Anyway, we both calmed down and agreed that some rules were needed to keep everything civil and moving in the right direction, a.k.a. wherever the burning bushes were taking us. ( In all honesty, at this stage, I would have settled for a map, but it wasn’t in His Gloriousness’s thinking).

 

It was all going well until His Wonderfulness wanted said ‘rules’ carved into tablets of stone.  I blinked and He produced two blanks.  Not to put too fine a point on it,   I'm a crap stone carver.  So, with a sigh of resignation, the Almighty  scored 10 rules deep into the stone.  To be fair, seeing the Divine finger at work, slicing  through stone, was impressive.  He changed the word ‘rules’ to ‘commandments’, to make them  sound more compulsory. 

 

It was then my job to sell the 10 commandments to the chosen people.  So, I lugged  these two stones downhill, only to find the Israelites having a hooley of a party.  The whole kit and caboodle of total, absolute disobedience, even down to dreaming up a new god  to worship, in the form of a golden calf.  (Not very imaginative as new gods go, but there it is.)  This was the pits.  A whole day of stone carving with Himself, followed by a steep descent carrying my body weight in stone, I wasn’t at my best, you will understand.  I threw one of the stones at them.  

 

Big mistake.  Huge.

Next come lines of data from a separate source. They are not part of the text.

PR #600, opened 2024-03-20
Fixing create index and use case input parsing bugs 

amitgalitz:
### Description
Multiple bug fixes:

1. Address the inconsistency created by this issue: https://github.com/opensearch-project/OpenSearch/issues/12775, we want to have the same behavior as users today expect through the regular Create Index REST API. This means that we shouldn't expect _doc in the mapping and we should add it ourselves, this is exactly what core does on the rest layer but have missed doing on transport layer. https://github.com/opensearch-project/OpenSearch/blob/2.x/server/src/main/java/org/opensearch/rest/action/admin/indices/RestCreateIndexAction.java#L106

2. We know correctly expect arrays in the input fields for the default use cases, I make sure to correctly escape the strings weather we are expecting a numerical array or string array. For example:
 ```
 "[\"text\", \"hello\"]" to "["text", "hello"]"), this is needed for processors that take in string arrays,
 This also removes the quotations around the array making the array valid to consume
 (e.g. "weights": "[0.7, 0.3]" -> "weights": [0.7, 0.3]) 
```
this is done through parsing these arrays into strings in RestCreateWorkflowAction (we currently support inputs of string, array, map of strings of strings) and handleing the backlashes in createpipelinestep to correctly send the body to the transport action

3. Added conversational search template without creating a conversation after discussing missing conversation API here: https://github.com/opensearch-project/ml-commons/pull/2211 

### CODE REVIEW

File: src/main/java/org/opensearch/flowframework/util/ParseUtils.java [hunk 1]
```diff
@@ -182,6 +184,15 @@ public static Map<String, Object> parseStringToObjectMap(XContentParser parser)
             if (parser.currentToken() == XContentParser.Token.START_OBJECT) {
                 // If the current token is a START_OBJECT, parse it as Map<String, String>
                 map.put(fieldName, parseStringToStringMap(parser));
+            } else if (parser.currentToken() == XContentParser.Token.START_ARRAY) {
+                // If an array, parse it to a string
+                // Handle array: convert it to a string representation
+                List<String> elements = new ArrayList<>();
+                while (parser.nextToken() != XContentParser.Token.END_ARRAY) {
+                    elements.add("\"" + parser.text() + "\"");  // Adding escaped quotes around each element
```
jackiehanyang, line 192: how the parser handles special characters? could there be a situation we need additional escaping for some characters?

src/main/java/org/opensearch/flowframework/util/ParseUtils.java
```diff
@@ -413,4 +424,21 @@ public static Map<String, String> parseJsonFileToStringToStringMap(String path)
...
+    /**
+     * Takes an input string, then checks if there is an array in the string with backslashes around strings
+     * (e.g.  "[\"text\", \"hello\"]" to "["text", "hello"]"), this is needed for processors that take in string arrays,
+     * This also removes the quotations around the array making the array valid to consume
+     * (e.g. "weights": "[0.7, 0.3]" to "weights": [0.7, 0.3])
+     * @param input The inputString given to be transformed
+     * @return the transformed string
+     */
+    public static String removingBackslashesAndQuotesInArrayInJsonString(String input) {
+        return Pattern.compile("\"\\[(.*?)]\"").matcher(input).replaceAll(matchResult -> {
```
jackiehanyang, line 437: using regex to manipulate JSON strings can be risky due to the complexity and nested nature of JSON. Regex might not handle all cases correctly, especially with nested arrays or objects. Consider whether a JSON parsing library could more reliably achieve the goal.

src/main/java/org/opensearch/flowframework/util/ParseUtils.java
```diff
@@ -413,4 +424,21 @@ public static Map<String, String> parseJsonFileToStringToStringMap(String path)
...
+
+    /**
+     * Takes an input string, then checks if there is an array in the string with backslashes around strings
+     * (e.g.  "[\"text\", \"hello\"]" to "["text", "hello"]"), this is needed for processors that take in string arrays,
+     * This also removes the quotations around the array making the array valid to consume
+     * (e.g. "weights": "[0.7, 0.3]" to "weights": [0.7, 0.3])
+     * @param input The inputString given to be transformed
+     * @return the transformed string
+     */
+    public static String removingBackslashesAndQuotesInArrayInJsonString(String input) {
```
jackiehanyang, line 436: What will happen if the input string includes escaped characters other than quotes, such as `\\`, `\b`, `\n`, etc.

src/main/java/org/opensearch/flowframework/util/ParseUtils.java
```diff
@@ -182,6 +184,15 @@ public static Map<String, Object> parseStringToObjectMap(XContentParser parser)
...
                 // If the current token is a START_OBJECT, parse it as Map<String, String>
                 map.put(fieldName, parseStringToStringMap(parser));
+            } else if (parser.currentToken() == XContentParser.Token.START_ARRAY) {
+                // If an array, parse it to a string
+                // Handle array: convert it to a string representation
+                List<String> elements = new ArrayList<>();
+                while (parser.nextToken() != XContentParser.Token.END_ARRAY) {
+                    elements.add("\"" + parser.text() + "\"");  // Adding escaped quotes around each element
+                }
+                String arrayString = "[" + String.join(", ", elements) + "]";
```
dbwiddis, line 194: Doesn't `List.toString()` already do this?

owaiskazi19 (changes requested):
Let's wait for https://github.com/opensearch-project/ml-commons/pull/2211 to be merged before merging this

src/main/java/org/opensearch/flowframework/util/ParseUtils.java
dbwiddis, line 437: For performance, we should pre-compile the pattern into a constant.

src/main/java/org/opensearch/flowframework/rest/RestCreateWorkflowAction.java
```diff
@@ -131,18 +131,19 @@ protected RestChannelConsumer prepareRequest(RestRequest request, NodeClient cli
...
+                            String value = userDefaultsEntry.getValue().toString();
                             if (useCaseDefaultsMap.containsKey(key)) {
                                 useCaseDefaultsMap.put(key, value);
                             }
                         }
                     } catch (Exception ex) {
                         RestStatus status = ex instanceof IOException ? RestStatus.BAD_REQUEST : ExceptionsHelper.status(ex);
-                        String errorMessage = "failure parsing request body when a use case is given";
+                        String errorMessage =
+                            "failure parsing request body when a use case is given, make sure to provide a map with values that are either strings, arrays, or map of strings to strings";
```
owaiskazi19, line 146:
```suggestion
                            "failure parsing request body when a use case is given, make sure to provide a map with values that are either Strings, Arrays, or Map of Strings to Strings";
```

src/main/java/org/opensearch/flowframework/workflow/CreateIndexStep.java
```diff
@@ -85,8 +92,22 @@ public PlainActionFuture<WorkflowData> execute(
...
+            try {
+                if (!configurations.isEmpty()) {
+                    Map<String, Object> sourceAsMap = XContentHelper.convertToMap(configurationsBytes, false, MediaTypeRegistry.JSON).v2();
+                    sourceAsMap = prepareMappings(sourceAsMap);
+                    createIndexRequest.source(sourceAsMap, LoggingDeprecationHandler.INSTANCE);
+                }
+            } catch (Exception ex) {
+                String errorMessage = "Failed to create the index"
+                    + indexName
+                    + " due to incorrect mapping, make sure you aren't providing _doc in mapping";
```
dbwiddis, line 106:
```suggestion
                    + ", _doc is not permitted in mapping";
```

dbwiddis (approved):
LGTM with a few suggestions.

src/main/java/org/opensearch/flowframework/util/ParseUtils.java
dbwiddis: we probably want a more narrow regex to define that these are an array of numerics

amitgalitz:
> Let's wait for [opensearch-project/ml-commons#2211](https://github.com/opensearch-project/ml-commons/pull/2211) to be merged before merging this

Yes had a conversation with Yaliang on this, for now users will have to create there own conversation and put into the rag processor, conversation as user created isn't too bad as these are basically per user conversation and should be created for each new one. If we created a conversation here and user got it from state index it's fairly similar amount of calls for the users, Yaliang suggested we auto create this conversation idea in RAG processor if processor doesn't get one in the search request. I overall agree with that, it is probably too tight for 2.13 though.

src/main/java/org/opensearch/flowframework/util/ParseUtils.java
owaiskazi19: This compilation might fail for the cases where there might be multiple occurrences of quoted JSON arrays in the input string.
Can you try the below?
```java
Pattern pattern = Pattern.compile("\"\\[(.*?)]\"");
Matcher matcher = pattern.matcher(input);

 StringBuffer result = new StringBuffer();
 while (matcher.find()) {
               // Extract matched content and remove backslashes before quotes
            String withoutEscapes = matcher.group(1).replaceAll("\\\\\"", "\"");
            // Return the transformed string with the brackets but without the outer quotes
            matcher.appendReplacement(result, "[" + withoutEscapes + "]");
}
         // Append remaining input after the last match
    matcher.appendTail(result);
    
    return result.toString();

```

Or else use a JSON parsing library as Jackie called out.

src/main/java/org/opensearch/flowframework/workflow/CreateIndexStep.java
```diff
@@ -129,6 +150,26 @@ public PlainActionFuture<WorkflowData> execute(
         return createIndexFuture;
     }
 
+    // This method to check if the mapping contains a type `_doc` and if yes we fail the request
+    // is to duplicate the behavior we have today through create index rest API, we want users
+    // to encounter the same behavior and not suddenly have to add `_doc` while using our create_index step
```
owaiskazi19, line 155: You should link the bug issue as well here.

owaiskazi19 (commented):
We are doing so much of regex. I am worried it might fail if user has some complex mappings or payload. Is there any parsing library we can use to achieve the same?

src/main/java/org/opensearch/flowframework/util/ParseUtils.java
amitgalitz: yes this does have limitations, for example this fails on the parsing:
```
{
    "create_ingest_pipeline.model_id": "UyE4XY4BDyI7YxgR_A1v",
    "normalization-processor.combination.parameters.weights": "[0.3, 0.7, #$2_)]"
}
```

for example tho if we try to create a hybrid search processor with nested array it actaully gets cast exception on the processor code itself:
```
{
    "create_ingest_pipeline.model_id": "UyE4XY4BDyI7YxgR_A1v",
    "normalization-processor.combination.parameters.weights": "[0.3, 0.7, [0.3]]"
}
```
fails with:
```
java.lang.ClassCastException: class java.util.ArrayList cannot be cast to class java.lang.Double (java.util.ArrayList and java.lang.Double are in module java.base of loader 'bootstrap')
        at java.base/java.util.stream.ReferencePipeline$3$1.accept(ReferencePipeline.java:197) ~[?:?]
        at java.base/java.util.ArrayList$ArrayListSpliterator.forEachRemaining(ArrayList.java:1625) ~[?:?]
        at java.base/java.util.stream.AbstractPipeline.copyInto(AbstractPipeline.java:509) ~[?:?]
        at java.base/java.util.stream.AbstractPipeline.wrapAndCopyInto(AbstractPipeline.java:499) ~[?:?]
        at java.base/java.util.stream.ReduceOps$ReduceOp.evaluateSequential(ReduceOps.java:921) ~[?:?]
        at java.base/java.util.stream.AbstractPipeline.evaluate(AbstractPipeline.java:234) ~[?:?]
        at java.base/java.util.stream.ReferencePipeline.collect(ReferencePipeline.java:682) ~[?:?]
        at org.opensearch.neuralsearch.processor.combination.ScoreCombinationUtil.getWeights(ScoreCombinationUtil.java:42) ~[?:?]
        ```

**Comment by owaiskazi19** [comment]
> I overall agree with that, it is probably too tight for 2.13 though.

Can we have a follow up issue to handle it later?

File: src/main/java/org/opensearch/flowframework/util/ParseUtils.java (hunk 2 above)
Comment (amitgalitz) [reply src/main/java/org/opensearch/flowframework/util/ParseUtils.java:437]: I wasn't sure if other library methods would have other unexpected results since I basically tested it with the two main use cases of having a string array and a numerical array and while in the file its all in quotes, when we give to the create pipeline transport actions we don't want those. Do you suggest finding some backslash remover in jackson or somewhere else?

>we probably want a more narrow regex to define that these are an array of numerics

there's also the case where its not just numeric like here:     "create_search_pipeline.retrieval_augmented_generation.context_field_list": "[\"text\"]"

File: src/main/java/org/opensearch/flowframework/workflow/CreateIndexStep.java [hunk 8]
```diff
@@ -129,6 +150,26 @@ public PlainActionFuture<WorkflowData> execute(
...
+        if (source.containsKey("mappings") == false || (source.get("mappings") instanceof Map) == false) {
+            return source;
+        }
+
+        Map<String, Object> newSource = new HashMap<>(source);
+
+        @SuppressWarnings("unchecked")
+        Map<String, Object> mappings = (Map<String, Object>) source.get("mappings");
+        if (MapperService.isMappingSourceTyped(MapperService.SINGLE_MAPPING_NAME, mappings)) {
+            throw new WorkflowStepException("The mapping definition cannot be nested under a type", RestStatus.BAD_REQUEST);
```
owaiskazi19, line 166:
```suggestion
            throw new WorkflowStepException("The mapping definition cannot be nested under _doc", RestStatus.BAD_REQUEST);
```

amitgalitz: want to keep same error message as core and rest API today

src/main/java/org/opensearch/flowframework/rest/RestCreateWorkflowAction.java
amitgalitz: fixed

src/main/java/org/opensearch/flowframework/workflow/CreateIndexStep.java
amitgalitz: fixed

src/main/java/org/opensearch/flowframework/util/ParseUtils.java
amitgalitz: Additionally this is only being used in createPipeline steps where we are just limiting to what we can expect, I can also try and find a library that will solve all cases more generically

src/main/java/org/opensearch/flowframework/common/DefaultUseCases.java
```diff
@@ -93,7 +93,13 @@ public enum DefaultUseCases {
         "substitutionTemplates/semantic-search-with-model-and-query-enricher-template.json"
     ),
     /** defaults file and substitution ready template for hybrid search, no model creation*/
-    HYBRID_SEARCH("hybrid_search", "defaults/hybrid-search-defaults.json", "substitutionTemplates/hybrid-search-template.json");
+    HYBRID_SEARCH("hybrid_search", "defaults/hybrid-search-defaults.json", "substitutionTemplates/hybrid-search-template.json"),
```
ohltyler, line 96: why the name discrepancy on line 31? It doesn't end in `-template` like the others.

src/main/java/org/opensearch/flowframework/util/ParseUtils.java
amitgalitz: The parser can deal with strings like, haven't tried this within an array but also that isn't an allowed input in downstream apis : 
```
 "\n    StringBuilder parametersBuilder = new StringBuilder(\"{\");\n    if (params.text_docs.length > 0 && params.text_docs[0] != null) {\n      parametersBuilder.append(\"\\\"inputText\\\":\");\n      parametersBuilder.append(\"\\\"\");\n      parametersBuilder.append(params.text_docs[0]);\n      parametersBuilder.append(\"\\\"\");\n      \n      if (params.text_docs.length > 1 && params.text_docs[1] != null) {\n        parametersBuilder.append(\",\");\n      }\n    }\n    \n    \n    if (params.text_docs.length > 1 && params.text_docs[1] != null) {\n      parametersBuilder.append(\"\\\"inputImage\\\":\");\n      parametersBuilder.append(\"\\\"\");\n      parametersBuilder.append(params.text_docs[1]);\n      parametersBuilder.append(\"\\\"\");\n    }\n    parametersBuilder.append(\"}\");\n    \n    return  \"{\" +\"\\\"parameters\\\":\" + parametersBuilder + \"}\";",
 ```

File: src/main/resources/defaults/conversational-search-defaults.json [hunk 10]
```diff
@@ -0,0 +1,20 @@
...
+    "create_connector.model": "command",
+    "create_connector.endpoint": "api.cohere.ai",
+    "create_connector.credential.key": "123",
+    "create_connector.actions.url": "https://api.cohere.ai/v1/chat",
+    "create_connector.actions.request_body": "{ \"message\": \"${parameters.message}\", \"model\": \"${parameters.model}\" }",
+    "register_remote_model.name": "Cohere chat model",
+    "register_remote_model.description": "cohere-chat-model",
+    "create_search_pipeline.pipeline_id": "rag-pipeline",
+    "create_search_pipeline.retrieval_augmented_generation.tag": "openai_pipeline_demo",
+    "create_search_pipeline.retrieval_augmented_generation.description": "Demo pipeline Using cohere Connector",
```
ohltyler, line 16: nit - `Demo pipeline using a Cohere chat model`

src/main/resources/defaults/conversational-search-defaults.json
```diff
@@ -0,0 +1,20 @@
+{
+    "template.name": "deploy-cohere-chat-model",
+    "template.description": "deploying cohere chat model",
```
ohltyler, line 3: nit - `A template to deploy a Cohere chat model`. I think we should try to be clean with metadata / descriptions, as we will probably use this to bubble up on the frontend for future OOTB use cases.

src/main/resources/substitutionTemplates/conversational-search-with-cohere-model-template.json
```diff
@@ -0,0 +1,83 @@
...
+  "name": "${{template.name}}",
+  "description": "${{template.description}}",
+  "use_case": "SEMANTIC_SEARCH",
+  "version": {
+    "template": "1.0.0",
+    "compatibility": [
+      "2.12.0",
+      "3.0.0"
+    ]
+  },
```
ohltyler, line 11: We should make clear in the documentation these template schemas are subject to change. For example, once workflow versioning is available, all of these templates will need to be updated, and these existing ones won't be compatible.

src/main/java/org/opensearch/flowframework/util/ParseUtils.java
amitgalitz: yes a little braindead moment right there

src/main/java/org/opensearch/flowframework/rest/RestCreateWorkflowAction.java
```diff
@@ -131,18 +131,19 @@ protected RestChannelConsumer prepareRequest(RestRequest request, NodeClient cli
...
+                            String value = userDefaultsEntry.getValue().toString();
                             if (useCaseDefaultsMap.containsKey(key)) {
                                 useCaseDefaultsMap.put(key, value);
                             }
                         }
                     } catch (Exception ex) {
                         RestStatus status = ex instanceof IOException ? RestStatus.BAD_REQUEST : ExceptionsHelper.status(ex);
-                        String errorMessage = "failure parsing request body when a use case is given";
+                        String errorMessage =
+                            "failure parsing request body when a use case is given, make sure to provide a map with values that are either Strings, Arrays, or Map of Strings to Strings";
```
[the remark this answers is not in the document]
amitgalitz: we also can do arrays of numbers

src/main/resources/defaults/conversational-search-defaults.json
amitgalitz: makes sense, do you think if we mention defaults might change in other releases its okay to change these later without worrying on bwc between templates? At least for simple things like if we want to change descriptions later

ohltyler: Sure, but I think we should at least clean up the metadata/description stuff now. Quick minor changes but looks much more presentable. Adding details etc. we can change later, as we'll for sure already need to make schema changes.

src/main/java/org/opensearch/flowframework/util/ParseUtils.java
amitgalitz: tbh this was a good call out cause, I am not sure if my fix somewhere else broke taking arrays of numbers but now code will be: 
```else if (parser.currentToken() == XContentParser.Token.START_ARRAY) {
                // If an array, parse it to a string
                // Handle array: convert it to a string representation
                List<String> elements = new ArrayList<>();
                while (parser.nextToken() != XContentParser.Token.END_ARRAY) {
                    if (parser.currentToken().equals(XContentParser.Token.VALUE_NUMBER)) {
                        elements.add(String.valueOf(parser.numberValue()));  // If number value don't add escaping quotes
                    } else {
                        elements.add("\"" + parser.text() + "\"");  // Adding escaped quotes around each element
                    }
                }
                map.put(fieldName, elements.toString());
            }
            ```

File: src/main/resources/defaults/conversational-search-defaults.json (hunk 11 above)
Comment (amitgalitz) [reply src/main/resources/defaults/conversational-search-defaults.json]: Yup, didn't mean instead of now, just made me though of if we need to do more in future, did some more clean up now

File: src/main/java/org/opensearch/flowframework/util/ParseUtils.java (hunk 1 above)
Comment (amitgalitz) [reply src/main/java/org/opensearch/flowframework/util/ParseUtils.java]: @jackiehanyang @owaiskazi19 lmk what you think of above tested it with different inputs and all templates

File: src/main/resources/substitutionTemplates/conversational-search-with-cohere-model-template.json (hunk 12 above)
Comment (amitgalitz) [reply src/main/resources/substitutionTemplates/conversational-search-with-cohere-model-template.json:11]: will add this to documentation

**Review by joshpalis — APPROVED** [review]

**Comment by amitgalitz** [comment]
@owaiskazi19  I changed method to what you suggested for ParseUtils.removingBackslashesAndQuotesInArrayInJsonString, I also made slight change to ParseUtils.parseStringToObjectMap() in latest commit

File: src/test/java/org/opensearch/flowframework/rest/FlowFrameworkRestApiIT.java [hunk 14]
```diff
@@ -465,7 +467,21 @@ public void testDefaultSemanticSearchUseCaseWithFailureExpected() throws Excepti
...
+            .collect(Collectors.toSet());
+
+        for (String useCaseName : allUseCaseNames) {
+            Response response = createWorkflowWithUseCase(client(), useCaseName);
+            assertEquals(RestStatus.CREATED, TestHelpers.restStatus(response));
+
+            Map<String, Object> responseMap = entityAsMap(response);
+            String workflowId = (String) responseMap.get(WORKFLOW_ID);
+            getAndAssertWorkflowStatus(client(), workflowId, State.NOT_STARTED, ProvisioningProgress.NOT_STARTED);
+        }
```
ohltyler, line 485: Nice! Can you also create a tracking issue for looking into e2e integ / provisioning tests for some of these templates, if there's not one already?

ohltyler (approved):

src/main/java/org/opensearch/flowframework/util/ParseUtils.java
jackiehanyang: I'm still not very confident in manually wrapping `"\"` around elements for escape purpose. For example, it will cause incorrect escape result for strings start with quotes and control-chars like backslash. But it could a rare edge case, I'm fine with revising this in a separate pr/issue.

jackiehanyang (approved):

src/test/java/org/opensearch/flowframework/rest/FlowFrameworkRestApiIT.java
amitgalitz: https://github.com/opensearch-project/flow-framework/issues/601

src/main/java/org/opensearch/flowframework/util/ParseUtils.java
amitgalitz: Will create an issue for this

src/main/java/org/opensearch/flowframework/util/ParseUtils.java
amitgalitz: changed to suggestion Owais gave

owaiskazi19:
@amitgalitz we need to forward port this to main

I had the stone with the first five, all in the Almighty’s glorious script.  In truth, they were all about Him. ‘ No other god but me’ and ‘don’t take my name in vain’  being the general theme.  The other stone, with items 6-10, was smashed to smithereens. When I calmed down, I realised I was in a bit of a spot.  The chosen people were now shuffling off to bed, looking suitably chasten.  There I was tired, hungry, with only one tablet and a lot of explaining to do whenever his Godness next turned up.

 

Back up the mountain I go, taking with me my brother Aaran, who was a dab hand with a chisel.  By the time we got to the top, His Magnificence had disappeared, probably gone off to find someone else to make miserable. Aaron waited patiently for me to remember the remaining five commandments.  The best I could do was:



Thou must go to the toilet before embarking on any journey, long or short.

 

Nobody but the Almighty knows where we are, so stop asking.

 

Thou shall bury all human toilet matter and leave not a trace.

 

Share and share alike, else I’ll lose my rag because I’ve told you at least once before.

 

A goat meat sandwich to the one who sees the next burning bush first.



I was quite pleased with these. My brother gave me a very strange look, but didn’t argue.   He got down to it, in the style of the first tablet.   Unfortunately on the way back down, I slipped on the worst bit of the descent and dropped the new tablet.  As if in slow motion, I watched it bounce away from me and break into very small pieces.  I suspected the hand of God was involved. By which I mean….He damn well pushed me.

 

I was too knackered to go up Mount Sinai again, so Aaron went in my stead.  He spent a day up there and came back with yet another second tablet on which he had inscribed commandments 6 to 10.  Not the ones I had specified, but they were ok.  Good enough. To my relief they went down well. 

 

Then we were off again, into the wilderness, following burning bushes.  Me and about 1 million people, men, women and children.  Oh yes, I did end up counting them.  Can you imagine the queue at the bakery?